What is the link between positive ana and joint pain?

One of the blood tests that are often requested as the first frame of reference for a patient with joint pain and therefore suspected rheumatic disease are ANAs (Anti-Nuclear Antibodies)

These are used to evaluate the presence of certain types of autoimmune diseases, primarily Lupus.

Positivity to ANA testing is, therefore, associated with multiple autoimmune diseases

But is there a real association between joint pain and ANA positivity? Could this symptomatology be a red flag for possible autoimmune diseases?

What are ANAs and how are they measured

Some means available to our immune system for defense against infection are antibodies, which are proteins produced by certain cells of immunity called plasma cells, directed against certain structures of pathogenic organisms.

However, sometimes it may happen that instead of being directed against an ‘external’ organism, such as a virus or bacterium, they instead go against structures present inside our body: an example of this is precisely ANAs.

These antibodies are frequently found during systemic autoimmune rheumatologic diseases, so-called connectivitis.

ANAs are measured on a venous blood sample using a technique called Indirect Immunofluorescence (IFI)

Simply put, the patient’s blood is put in contact with a substrate that is able to bind these antibodies, if present in the patient’s blood, and make them visible under the microscope by a technique that makes them fluorescent.

The appearance that fluorescence takes on microscopic test is called a pattern and can be of many types.

Some of these patterns may already be indicative of the presence of a certain type of ANA, while other patterns are not specific and may be given by many types of antibodies, even those not responsible for pathology.

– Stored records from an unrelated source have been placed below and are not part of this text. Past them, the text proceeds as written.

PR #267, opened 2024-08-20
Improve closed connection error messages

HashimTheArab:
This PR improves error messages when handling packets.
These messages were written to the debugger before instead of being handled as an error

Before:
DEBU[0005] dial attempt 1: dial minecraft 192.168.140.68:64906->162.248.102.67:19132: use of closed connection

After:
DEBU[0005] dial attempt 1 failed: dial minecraft 12.168.140.68:64906->162.248.102.67:19132: handle *packet.PlayStatus: server outdated

The removed lines `_ = conn.Close()` should not make a difference they are already handled immediately in the following places:
https://github.com/Sandertv/gophertunnel/blob/aed4aa48e09ecc81cf35f4e2625d41ff2efd1e52/minecraft/dial.go#L282
https://github.com/Sandertv/gophertunnel/blob/aed4aa48e09ecc81cf35f4e2625d41ff2efd1e52/minecraft/listener.go#L298
The reason for removal is so the select can catch the error before the closed conn

### DIFF
--- a/minecraft/dial.go
+++ b/minecraft/dial.go
@@ -218,7 +218,7 @@ func (d Dialer) DialContext(ctx context.Context, network, address string) (conn 
 		conn.identityData = identityData
 	}
 
-	l, c, e := make(chan struct{}), make(chan struct{}), make(chan error, 1)
+	l, c, e := make(chan struct{}), make(chan struct{}),  make(chan error, 1)
 	go listenConn(conn, d.ErrorLog, l, c, e)
 
 	conn.expect(packet.IDNetworkSettings, packet.IDPlayStatus)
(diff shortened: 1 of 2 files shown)


HashimTheArab:
Im thinking we should only do this for conn.receive and not Decode so we dont end up with errors like this

DEBU[0009] dial attempt 1 failed: dial minecraft 192.168.140.68:64680->139.99.39.244:19132: read batch: read raknet 192.168.140.68:64680->139.99.39.244:19132: use of closed network connection 

but thats not consistent so not sure what to do

smell-of-curry:
nice!

minecraft/dial.go
```diff
@@ -290,12 +294,14 @@ func listenConn(conn *Conn, logger *log.Logger, l, c chan struct{}) {
 			if !errors.Is(err, net.ErrClosed) {
 				logger.Printf("dialer conn: %v\n", err)
 			}
+			e <- err
```
Sandertv, line 297: If this (or the next `e <- err`) is reached after the connection is created (DialContext is done running), it will block the goroutine forever because there's nothing to take the error out of the channel.

Sandertv (changes requested):

minecraft/dial.go
HashimTheArab: i think i (cursor + claude sonnet) fixed it in the latest commit

PR #470, opened 2026-06-24
Hotfix: pr pipeline fixed to correctly handle image tags

BohdanZasymovych:
## Description

PR pipeline fixed to sanitize image tags and use only existing main-dev and develop-dev images for the fallback


yuriifito (approved):
lgtm

PR #474, opened 2026-06-28
Feature/navigation/setup nav2

MunenNoKage:
## Description
Sets up Nav2. Configures the three core navigation servers (planner, controller, BT navigator), AMCL localisation, and a test map.

## Type of Change

- [x] Documentation update
- [ ] Performance improvement
- [ ] Test update
- [x] Configuration change

## Changes Made
- Added `rover_navigation` package with `nav2_params.yaml`, `navigation.launch.py`, test map, and custom behaviour trees
- Configured MPPI controller for omni drive
- Added `NAVIGATION.md` documenting setup
- Added a test simulation world
- Updated `rover_viz` RViz configurations to visualize path planning, costmap layers
- Fixed a telemetry bug causing multiple joint state publishers to conflict
- Integrated a LiDAR sensor to provide laser scans (`/scan`) for costmap obstacle

## Testing

- [ ] All existing tests pass

### How to Test
 
1. Launch simulation:
```bash
ros2 launch rover_sim sim_gz_nav2.launch.py
```
 
2. In a second terminal, launch navigation:
```bash
ros2 launch rover_navigation navigation.launch.py
```
 
3. In a third terminal, launch RViz:
```bash
ros2 launch rover_viz rviz.launch.py use_sim:=true
```

## Additional Notes
Please note that AMCL localization is currently bundled straight into the rover_navigation launch and lifecycle pipeline for simplicity during testing. In a future development sprint, this architectural component must be decoupled and managed separately from the core path-planning servers. Crucial implementation notes and sections targeted for this future split have been explicitly marked with # NOTE

@BohdanZasymovych @OShevchuk-UCU


src/rover_description/urdf/ros2_control_sim.xacro
```diff
@@ -64,4 +64,18 @@
 
   </ros2_control>
 
+  <!-- Publishes /odom topic and odom to base_link transform required by nav2.
+      Bridged to ROS via /odom and /tf entries in bridge_gz.yaml. -->
+  <gazebo>
+    <plugin filename="gz-sim-odometry-publisher-system" name="gz::sim::systems::OdometryPublisher">
```
OShevchuk-UCU: This `OdometryPublisher` plugin is added to `rover_sim.urdf.xacro`, which is also used by the standard `sim_gz.launch.py`. That launch file still starts `odometry_controller`, while `bridge_gz.yaml` now bridges both `/odom` and `/tf` from Gazebo.

As a result, the default simulation will have **two odometry sources** publishing `/odom` and the `odom → base_link` transform, which can lead to conflicting TF data and unreliable odometry.

Please ensure only one odometry source is active. For example, enable the Gazebo odometry plugin only for the Nav2 launch (or another dedicated simulation mode), or disable `odometry_controller` whenever the Gazebo odometry plugin is used.

src/rover_navigation/package.xml
OShevchuk-UCU, line 1: `navigation.launch.py` starts `map_server`, `amcl`, and the MPPI controller (`nav2_mppi_controller::MPPIController` configured in `nav2_params.yaml`), but `package.xml` does not declare the corresponding runtime dependencies (`nav2_map_server`, `nav2_amcl`, and `nav2_mppi_controller`). At the same time, it declares `nav2_regulated_pure_pursuit_controller`, which is not used by this configuration.

As a result, a clean `rosdep install --from-paths src` will not install all packages required to run this launch file. Please add the missing `exec_depend` entries and remove the unused `nav2_regulated_pure_pursuit_controller` dependency.

src/rover_navigation/config/nav2_params.yaml
```diff
@@ -0,0 +1,354 @@
...
+        publish_voxel_map: true
+        origin_z: 0.0
+        z_resolution: 0.05
+        z_voxels: 16
+        max_obstacle_height: 2.0
+        mark_threshold: 0
+        observation_sources: scan
+        scan:
+          topic: /scan
+          sensor_frame: lidar_link
```
OShevchuk-UCU: Both costmap scan sources use `sensor_frame: lidar_link` (same issue at line 321), but on `nav-core` the RPLidar driver publishes scans with `frame_id: laser_link`, and the hardware URDF does not define `lidar_link`.

After merge, hardware `/scan` data will not be transformed into the costmaps correctly unless these frames match.

Please align the frame name across the URDF, `rplidar_s2.yaml`, and the Nav2 costmap parameters, or make `sensor_frame` configurable through a launch-time parameter.

src/rover_viz/rviz/robot.rviz
```diff
@@ -139,69 +75,169 @@ Visualization Manager:
...
+        History Policy: Keep Last
+        Reliability Policy: Reliable
+        Value: /particle_cloud
+      Value: true
+
   Enabled: true
   Global Options:
     Background Color: 48; 48; 48
-    Fixed Frame: base_link
+    Fixed Frame: map
```
OShevchuk-UCU: `Fixed Frame` is now set to `map`, but `rviz.launch.py` still defaults to `use_sim:=false` and does not start Nav2 or AMCL.

As a result, a plain `ros2 launch rover_viz rviz.launch.py` will fail the TF lookup because the `map` frame does not exist, and the robot model may not display. This is a regression from the previous `base_link` default.

Please keep `base_link` as the default RViz fixed frame, and switch to `map` only when navigation is running, for example via a `use_nav` launch argument or a separate navigation-specific RViz config.

src/rover_sensors/CMakeLists.txt
```diff
@@ -1,31 +1,46 @@
...
+if(NOT CMAKE_C_STANDARD)
+    set(CMAKE_C_STANDARD 99)
+endif()
+
+# Default to C++14
+if(NOT CMAKE_CXX_STANDARD)
+    set(CMAKE_CXX_STANDARD 14)
+endif()
+
+if(CMAKE_COMPILER_IS_GNUCXX OR CMAKE_CXX_COMPILER_ID MATCHES "Clang")
```
OShevchuk-UCU: This branch reintroduces a skeleton `rover_sensors` package, while `nav-core` already contains a functional implementation with the RPLidar bringup.

Although Git will report merge conflicts only in `package.xml` and `CMakeLists.txt`, resolving those conflicts incorrectly (for example, by taking the skeleton version) can remove required dependencies such as `sllidar_ros2` and break the hardware bringup, even if the launch files themselves remain in the repository.

Please rebase onto the current `nav-core` and avoid modifying `rover_sensors` in this PR unless the changes are directly related to the navigation stack.

OShevchuk-UCU (changes requested):
The Nav2 architecture is heading in the right direction, but I don't think this PR is ready to merge yet.

Please address the inline comments first. I also recommend rebasing onto the latest `feature/navigation/nav-core` before requesting review, as the current branch contains merge conflicts (notably around `rover_sensors`). Reviewing after the rebase will reflect the code that will actually be merged.

OShevchuk-UCU (changes requested):
`bridge_gz.yaml` and the `gpu_lidar` block in `rover.urdf.xacro` are shared by both `sim_gz.launch.py` and `sim_gz_nav2.launch.py`, so Nav2-specific `/odom`, `/tf`, and `/scan` bridges and the placeholder `laser_link` also apply to the standard teleop simulation path. On that path, odometry comes from `odometry_controller`, so the `/odom` and `/tf` bridges are unused, but `/scan` is still published because the Gazebo lidar is defined in the shared base URDF—even when Nav2 is not running. This does not break anything today, but it couples two simulation scenarios into one configuration; splitting the bridge and moving the lidar into a sim-only xacro would be cleaner.

OShevchuk-UCU (approved):
LGTM!

BohdanZasymovych (approved):

PR #485, opened 2026-07-02
Refactor/suspension/joystick update

yuriifito:
## Description
PR with many small fixes and joystick-interpreter update  
Fix CAN bus message loss

## Type of Change

- [x] Documentation update
- [ ] Performance improvement
- [ ] Test update
- [ ] Configuration change

## Changes Made

- update docs for hotspot (replace deprecated user name with new one)
- fix directory name in host_setup.sh
- add check for can device presence and being up
- refactor joysstick-interpreter node in more oop style to avoid code duplication
- make can udev rule work for all can devices
- Add SocketCAN filters to prevent motor messages from being published to the /from_can_bus topic.

### DIFF
--- a/src/rover_bringup/launch/rover.launch.py
+++ b/src/rover_bringup/launch/rover.launch.py
@@ -1,8 +1,9 @@
 # rover_bringup/launch/rover.launch.py
 import os
+import subprocess
 from ament_index_python.packages import get_package_share_directory
 from launch import LaunchDescription
-from launch.actions import DeclareLaunchArgument, RegisterEventHandler, EmitEvent
+from launch.actions import DeclareLaunchArgument, RegisterEventHandler, EmitEvent, OpaqueFunction, LogInfo
 from launch.substitutions import LaunchConfiguration, Command, PathJoinSubstitution
 from launch.events import matches_action
 from launch_ros.actions import LifecycleNode, Node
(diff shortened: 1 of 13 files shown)


src/rover_bringup/launch/rover.launch.py
```diff
@@ -62,11 +82,14 @@ def generate_launch_description():
         parameters=[{
             'interface': LaunchConfiguration('interface'),
             'interval_sec': 0.01,
+            # candump-синтаксис: id:mask (hex, without 0x).
+            # Pass only 0x300-0x3FF (ESP),
+            # all other ids are filtered out.
+            'filters': '300:700,400:700',
```
OShevchuk-UCU: comment/doc say 0x300-0x3FF only, but '400:700' also accepts 0x400-0x4FF (candump OR). Single '300:700' already covers ESP;
drop the second filter or tighten mask to match can_bus.md (0x300-0x30F).

src/rover_teleop/rover_teleop/joystick_interpreter_node.py
```diff
@@ -13,6 +13,74 @@
...
+        self._node = node
+        self._guard = GuardedCall(client)
+        self.name = name
+        self.on = False
+
+    def toggle(self):
+        desired = not self.on
+        req = SetBool.Request()
+        req.data = desired
+        if self._guard.call(req, lambda f: self._on_result(f, desired)):
```
OShevchuk-UCU: self.on set optimistically; _on_result never checks response.success and does not revert on failure/exception (unlike _on_compact_mode_result). Update self.on only when success is True.

src/rover_teleop/rover_teleop/joystick_interpreter_node.py
```diff
@@ -115,93 +151,61 @@ def __init__(self):
...
 
-        cur, pressed = _check_btn(msg.buttons, self._traffic_blue_button, self._prev_traffic_blue_button)
-        if pressed:
-            self._traffic_blue = not self._traffic_blue
-            self._send_traffic()
-        self._prev_traffic_blue_button = cur
+    def _toggle_traffic(self, color: str):
+        attr = f'_traffic_{color}'
+        setattr(self, attr, not getattr(self, attr))
+        self._send_traffic()
```
OShevchuk-UCU: flips local state before send; if _send_traffic's guard rejects the call (busy/not ready), joystick state diverges from hardware.

src/rover_teleop/rover_teleop/joystick_interpreter_node.py
```diff
@@ -330,55 +322,16 @@ def _set_swerve_controller_state(self, activate: bool):
...
-
-    def _on_light_result(self, future, name: str, desired: bool, pending_attr: str):
-        setattr(self, pending_attr, False)
-        try:
-            response = future.result()
-            state = 'ON' if desired else 'OFF'
-            self.get_logger().info(f'{name} {state}: {response.message}')
-        except Exception as exc:
-            self.get_logger().error(f'{name} service call failed: {exc!r}')
+        self._traffic_guard.call(req, self._on_traffic_result)
```
OShevchuk-UCU: return value ignored — warn and/or revert toggles when call() returns False (same pattern as _toggle_motors / _toggle_compact_mode).

OShevchuk-UCU (changes requested):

The other value that is reported in the report besides the pattern is the titer, which expresses the amount of ANA we have in our blood.

This value is expressed as a fraction, which indicates up to what dilution ANA is found at IFI

So a titer of 1:160 means there are fewer antibodies in the blood than a titer of 1:320 or 1:640 where they are present at a higher dilution.

For some diseases the cut-off (limit) of positivity may be 1:80 or 1:160 depending on the laboratory and especially the clinical picture.

Low titer positivities of ANAs are often found:

  • in the absence of true systemic rheumatologic disease (healthy individuals);
  • in the presence of autoimmune diseases not of rheumatologic concern, such as autoimmune thyroiditis, autoimmune hepatopathy, or during viral infections.

ANA positives and joint disease: is there really a correlation?

As mentioned then, an ANA positivity, especially a low titer, is not sufficient to make a diagnosis of a connective tissue disease.

Moreover, a direct correlation of ANA positivity with the pain symptom has never been demonstrated.

They, as already reiterated, are biomarkers of the possible presence of a systemic inflammatory pathology that, in turn, may be responsible for the joint symptoms complained of by the patient.

It should be pointed out, however, that connectivitis is considered a rare disease, meaning that it affects less than 0.05% of the population (as defined by the European Union), so one should be cautious about suspecting these diseases in the first instance in patients with only joint pain.

Interpreting any ANA positivity as ongoing systemic autoimmune disease could lead to even serious health consequences for patients, such as exposure to potentially unnecessary immunosuppressive drugs, which would lead to an increased risk of developing infections, and more.

In addition, ANAs tend to become positive in the absence of systemic disease in the elderly, an age group where joint symptoms are mostly due to conditions such as osteoarthritis that has nothing to do with ANA positivity.

Finally, it should be kept in mind that even in the case of the presence of a systemic autoimmune disease, other systemic and/or osteoarticular pathologies (e.g., diabetes, osteoarthritis, etc.) can be superimposed that can bring joint symptoms and disabilities, even to a considerable extent.

Thus, there is no direct correlation of ANAs with the pain symptom, but ANAs are potential markers of an autoimmune pathology that in turn, and in some cases, can lead to joint pain.

Therefore, the decision of ANA determination, but especially the interpretation of ANAs, must be made in a specialized setting in light of:

  • clinical picture;
  • all risk factors of the patient in question;
  • after a thorough clinical test designed to identify the causes of joint symptoms.

In cases of doubt, the rheumatology specialist has the option of proceeding to second- or third-level tests, which are useful in assessing the actual presence, or exclusion, of a chronic inflammatory disease.